There are two metaphors one can use for monetary policy initiatives.  One metaphor is the scientific experiment.  The Fed will try QE to see if it works.  Or they’ll try Operation Twist to see if it works.  The other metaphor is steering a ship.  They adjust their policy levers to keep the economy moving in the appropriate direction.

During normal times everyone assumes the steering a ship metaphor is the right one.  The Fed nudges interest rates higher or lower to steer the economy in the direction they want to go.  At the zero bound almost all commentators switch to the scientific experiment metaphor.  The Fed tries something, and then waits 6 to 12 months to see how it works.  But this is the wrong metaphor.  In my view the experimental approach will almost always fail.  The steering metaphor is always the right one.  The Fed must stop trying, and they must decide what they actually want to do.

Let’s consider QE2 as a nudge of the steering wheel.  Did it work?  Almost all the indicators suggest it did, indeed both Keynesians and monetarists were proclaiming it a (very limited) success in early 2010.  Relative to the non-QE2 situation, it clearly boosted AD, at least slightly.

Now let’s consider QE2 as an experiment.  Did it work?  I’d say no.  I don’t think anyone can be satisfied with NGDP growth over the past 12 months.

And the reason for the failure of QE2 as an experiment is easy to see.  Ben Bernanke is no Luke Skywalker.  In order to follow Yoda’s maxim the FOMC would have to wake up every morning and ask themselves whether they were satisfied with the path of expected NGDP growth.  At some point during the spring of 2011 the answer would have switched from yes to no.  At that point they’d need to nudge the steering wheel enough so that expected NGDP was again on target.  But they didn’t.

Given enough time, a Yoda-like commitment will always succeed, at least in terms of boosting NGDP growth.  It might fail in other respects:

1.  Higher NGDP growth may fail to boost RGDP.

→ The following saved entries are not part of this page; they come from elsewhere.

PR #926, opened 2023-12-31
Fix #921: Truncate latlng to 30 chars

### LINKED ISSUE #921: DataError: value too long for type character varying(30)
Sentry Issue: [DJANGO-GIRLS-WEBSITE-60](https://django-girls.sentry.io/issues/4635355583/?referrer=github_integration)

```
StringDataRightTruncation: value too long for type character varying(30)

  File "django/db/backends/utils.py", line 84, in _execute
    return self.cursor.execute(sql, params)

DataError: value too long for type character varying(30)

(20 additional frame(s) were not displayed)
...
  File "organize/views.py", line 50, in done
    application = EventApplication.object.create(**data_dict)
  File "organize/models.py", line 75, in create
    return super().create(**data_dict)
  File "organize/models.py", line 146, in save
    super().save(*args, **kwargs)
```

dostogircse171:
This pull request fixes #921  the DataError encountered when saving `latlng` values longer than 30 characters. 
It modifies the `save` method of the `EventApplication` model to truncate the `latlng` value to 30 characters, ensuring data integrity without altering the database schema.

### DIFF
--- a/core/utils.py
+++ b/core/utils.py
@@ -15,7 +15,9 @@ def get_coordinates_for_city(city, country):
 
     try:
         data = req.json()[0]
-        return f'{data["lat"]}, {data["lon"]}'
+        formatted_lat = "{:.6f}".format(float(data["lat"]))
+        formatted_lon = "{:.6f}".format(float(data["lon"]))
+        return f'{formatted_lat}, {formatted_lon}'
     except (IndexError, KeyError):
         return None
 
--- a/core/utils.py
+++ b/core/utils.py
@@ -15,9 +15,9 @@ def get_coordinates_for_city(city, country):
 
     try:
         data = req.json()[0]
-        formatted_lat = "{:.6f}".format(float(data["lat"]))
-        formatted_lon = "{:.6f}".format(float(data["lon"]))
-        return f'{formatted_lat}, {formatted_lon}'
+        formatted_lat = "{:.7f}".format(float(data["lat"]))
+        formatted_lon = "{:.7f}".format(float(data["lon"]))
+        return f"{formatted_lat}, {formatted_lon}"
     except (IndexError, KeyError):
         return None
 
--- a/organize/models.py
+++ b/organize/models.py
@@ -129,8 +129,7 @@ class EventApplication(models.Model):
 
     def save(self, *args, **kwargs):
         if not self.latlng:
-            latlng_coord = get_coordinates_for_city(self.city, self.get_country_display())
-            self.latlng = latlng_coord[:30]  # Truncate to 30 characters to match the database field limit
+            self.latlng = get_coordinates_for_city(self.city, self.get_country_display())
 
         super().save(*args, **kwargs)
 
--- a/organize/models.py
+++ b/organize/models.py
@@ -129,7 +129,8 @@ class EventApplication(models.Model):
 
     def save(self, *args, **kwargs):
         if not self.latlng:
-            self.latlng = get_coordinates_for_city(self.city, self.get_country_display())
+            latlng_coord = get_coordinates_for_city(self.city, self.get_country_display())
+            self.latlng = latlng_coord[:30]  # Truncate to 30 characters to match the database field limit
 
         super().save(*args, **kwargs)
 
--- a/tests/core/test_utils.py
+++ b/tests/core/test_utils.py
@@ -24,7 +24,9 @@ def test_get_coordinates_for_city(mock_get):
             "q": "London, UK",
         },
     )
-    assert result == "1.23, 4.56"
+    expected_lat = "{:.7f}".format(float("1.23"))
+    expected_lon = "{:.7f}".format(float("4.56"))
+    assert result == f"{expected_lat}, {expected_lon}"
 
 
 @mock.patch("requests.get")


organize/models.py
```diff
@@ -129,7 +129,8 @@ def __str__(self):
 
     def save(self, *args, **kwargs):
         if not self.latlng:
-            self.latlng = get_coordinates_for_city(self.city, self.get_country_display())
+            latlng_coord = get_coordinates_for_city(self.city, self.get_country_display())
+            self.latlng = latlng_coord[:30]  # Truncate to 30 characters to match the database field limit
```
amakarudze, line 133: If we get values like this `(-74.80111590000001, -74.80111590000001) of which each value is 19 characters, we would truncate this and have the first value remain 19 characters while the second value becomes -74.80111 is 9 characters long. It would be better to format the values in the `get_coordinates_for_city()` and limit the number of decimals places for each so that they are of equal length, making consideration for the possible `-` in the values. The function is here  https://github.com/DjangoGirls/djangogirls/blob/main/core/utils.py#L18 in `core/utils.py`.

Thanks for your work on this.

amakarudze (changes requested):

organize/models.py
dostogircse171: Thank you very much for the review and letting me know @amakarudze 
I Got it. Let me work on this and I will get back soon.

dostogircse171: I have made those changes. Please let me know if any changes are required.

amakarudze (approved):
Thanks for your work on this @dostogircse171 !

core/utils.py
```diff
@@ -15,7 +15,9 @@ def get_coordinates_for_city(city, country):
 
     try:
         data = req.json()[0]
-        return f'{data["lat"]}, {data["lon"]}'
+        formatted_lat = "{:.6f}".format(float(data["lat"]))
+        formatted_lon = "{:.6f}".format(float(data["lon"]))
+        return f'{formatted_lat}, {formatted_lon}'
```
amakarudze, line 20: The ruff build is failing because of the single quotes here. May you please address this so we can merge this pull request. Sorry for taking so much time to review again.

organize/models.py
amakarudze: Thanks, sorry for not getting back to you earlier on. Just have one more comment below.

core/utils.py
dostogircse171: Hi @amakarudze ,
Thank you for your review. No problem let me fix this and I will update the code soon.

organize/models.py
amakarudze: One more change, can you truncate to 7 decimal places, tests are failing because the values in the tests are set to 7 decimal places while your changes truncate to 6 decimal places. Truncating to 7 decimal places should fix this. Also use double quotes for the `f` string to address ruff issues.

amakarudze (changes requested):
Please address the 7 decimal places and single quotes issues. Thanks!

core/utils.py
amakarudze: You're welcome. Thanks for your work on this.

organize/models.py
dostogircse171: Yes sure. Will do. Thank you

dostogircse171:
> Please address the 7 decimal places and single quotes issues. Thanks!

This is done. Let me know if anything else is required here. 
Thank you

amakarudze (approved):
LGTM!

dostogircse171:
@amakarudze I think we also need to adjust test_utils.py to match new changes.

amakarudze:
> @amakarudze I think we also need to adjust test_utils.py to match new changes.

Yeah, true I just noticed it has 8 decimal places, so removing 1 each should work. Sorry about that.

dostogircse171:
> > @amakarudze I think we also need to adjust test_utils.py to match new changes.
> 
> Yeah @dostogircse171 , true I just noticed it has 8 decimal places, so removing 1 each should work. Sorry about that.

@amakarudze I can see inside test_utils.py file same function 
`test_day_before_deadline()` has been used 3 times with the same values. is this a mistake or it has some purpose?

amakarudze:
> > > @amakarudze I think we also need to adjust test_utils.py to match new changes.
> > 
> > 
> > Yeah @dostogircse171 , true I just noticed it has 8 decimal places, so removing 1 each should work. Sorry about that.
> 
> @amakarudze I can see inside test_utils.py file same function `test_day_before_deadline()` has been used 3 times with the same values. is this a mistake or it has some purpose?

@dostogircse171 i have no idea, will have to look into it first before making any changes. Thanks for your work on this, I have merged the PR and some of my issues will go away because of this change!

dostogircse171:
> > > > @amakarudze I think we also need to adjust test_utils.py to match new changes.
> > > 
> > > 
> > > Yeah @dostogircse171 , true I just noticed it has 8 decimal places, so removing 1 each should work. Sorry about that.
> > 
> > 
> > @amakarudze I can see inside test_utils.py file same function `test_day_before_deadline()` has been used 3 times with the same values. is this a mistake or it has some purpose?
> 
> @dostogircse171 i have no idea, will have to look into it first before making any changes. Thanks for your work on this, I have merged the PR and some of my issues will go away because of this change!

@amakarudze Thank you very much. It's a pleasure to work on this task. Is there any other task you can recommend me to pick next?

PR #940, opened 2024-02-01
ci: Cleanup linting & switch to ruff formatter

marksweb:
This improves the efficiency of the current ruff github action and switches black for the ruff formatter which is effectively the same in how it formats code, but faster and with a few configuration options.

I've also removed autoflake as not to conflict with the ruff linter.

### DIFF
--- a/.github/workflows/ruff.yml
+++ b/.github/workflows/ruff.yml
@@ -1,4 +1,4 @@
-name: CI
+name: Ruff
 
 on:
   push:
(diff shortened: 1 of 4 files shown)


.github/workflows/ruff.yml
```diff
@@ -15,16 +15,11 @@ jobs:
...
-          python-version: "3.10"
-          cache: 'pip'
-      - run: |
-          python -m pip install --upgrade pip
-          pip install ruff
-      - name: Run Ruff
-        run: ruff .
+    - uses: actions/checkout@v4
+
+    - run: python -Im pip install --user ruff
```
amakarudze, line 22: Is this a typo `python -Im pip install --user ruff` should it be `python -m pip install --user ruff`?

amakarudze (changes requested):
I think you have a typo in one of the files so I left a comment there.

.github/workflows/ruff.yml
marksweb: No that's intentional. It's python's isolated mode flag

https://docs.python.org/3/using/cmdline.html#cmdoption-I

amakarudze: Noted, with thanks. Let me approve this.

amakarudze (approved):

PR #943, opened 2024-02-05
Add Google Tag Manager and cookie consent

amakarudze:
Changes in this PR:
- Add a tag for Google Analytics to enable tracking website visits.
- Add cookie consent for users.

The cookie consent dialogue looks as below:
Screenshot 2024-02-05 at 17 13 32

### DIFF
--- a/templates/event/base.html
+++ b/templates/event/base.html
@@ -3,6 +3,14 @@
 <!DOCTYPE HTML>
 <html>
 <head>
+  <!-- Google tag (gtag.js) -->
+  <script async src="https://www.googletagmanager.com/gtag/js?id=G-JGJW1VEY0D"></script>
+  <script>
+    window.dataLayer = window.dataLayer || [];
+    function gtag(){dataLayer.push(arguments);}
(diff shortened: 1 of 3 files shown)


templates/event/base.html
```diff
@@ -3,6 +3,14 @@
 <!DOCTYPE HTML>
 <html>
 <head>
+  <!-- Google tag (gtag.js) -->
+  <script async src="https://www.googletagmanager.com/gtag/js?id=G-JGJW1VEY0D"></script>
```
marksweb, line 7: This gets loaded regardless of the cookie consent choice, so what functionality is listening out for that consent?

amakarudze: Thanks, let me add that functionality.

amakarudze: @marksweb, I followed the guidelines here https://developers.google.com/analytics/devguides/collection/gtagjs/user-opt-out to disable the google tag on cookie reject.

marksweb (approved):
Ok, that looks good 👍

2.  The Fed might have to buy up an extraordinary amount of risky assets, and they might then suffer large capital losses.

But it will boost NGDP.

As a practical matter the two risks cited above are not serious concerns.  The Fed should aim for steady 5% NGDP growth even if the monetarist/Keynesian model is completely wrong, even if NGDP has no impact on RGDP.  So it’s no loss if more NGDP fails to boost RGDP.  And as for capital losses, the Fed can always avoid having to buy up large quantities of risky assets by ending IOR (or even going negative) and buying Treasury notes.  As a practical matter the public is not going to want to hold a massive amount of non-interest bearing cash if the Fed is committed to keeping NGDP rising at trend.  Never has happened, and never will.

Many people worry about whether the Fed can boost NGDP.  The market reaction to QE2 makes it obvious that the answer is yes.  The only question is whether the Fed will decide to do whatever it takes.  If they ever make that decision, they will be stunned to learn just how little it takes.  But if they fail to make that commitment, nothing they do will ever seem to be enough.  Unfortunately it looks like they will keep trying, and hence not doing.